*** Opening of Exercise inputs ***

PR #2105, opened 2023-08-08
chore: remove viper from vault file reloaders

### LINKED ISSUE #2032: Consider dropping Viper
Due to #1990 we had to revert to an older Viper version.

After a brief look at the code, I'm not entirely sure we need Viper.

We only load files with Viper and use it's watch feature to some extent, but those can probably be replaced by just fsnotify.

If we really don't use any other configuration source (flag, env var, etc), I vote for dropping Viper from BV at this time.

ramizpolic:
## Overview

Fixes #2032

### DIFF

*** Close of Exercise inputs ***

What is needed - Search the data for "Due to #1990". Beginning with that line, set down every line through the last exactly.

Expected answer -
Due to #1990 we had to revert to an older Viper version.

After a brief look at the code, I'm not entirely sure we need Viper.

We only load files with Viper and use it's watch feature to some extent, but those can probably be replaced by just fsnotify.

If we really don't use any other configuration source (flag, env var, etc), I vote for dropping Viper from BV at this time.

ramizpolic:
## Overview

Fixes #2032

### DIFF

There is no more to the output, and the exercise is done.